-------- Records to process --------

PR #1481, opened 2019-07-08
Improve reasoning for 'tabIndex' property usage

nickcolley:
We normally use `setAttribute` but if we were to set the attribute to the correct `tabindex` value it fails in IE6/7

I consider this a documentation pull request, as it's only really useful for maintainers so I won't be adding a CHANGELOG entry.

### DIFF
--- a/src/govuk/components/details/details.js
+++ b/src/govuk/components/details/details.js
@@ -89,7 +89,9 @@ Details.prototype.init = function () {
   $summary.setAttribute('aria-controls', $content.id)
 
   // Set tabIndex so the summary is keyboard accessible for non-native elements
-  // http://www.saliences.com/browserBugs/tabIndex.html
+  //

--------

__Problem__. Find the lines in the records that contain the word "components", then copy every one of them.

__Response to the task__.
--- a/src/govuk/components/details/details.js
+++ b/src/govuk/components/details/details.js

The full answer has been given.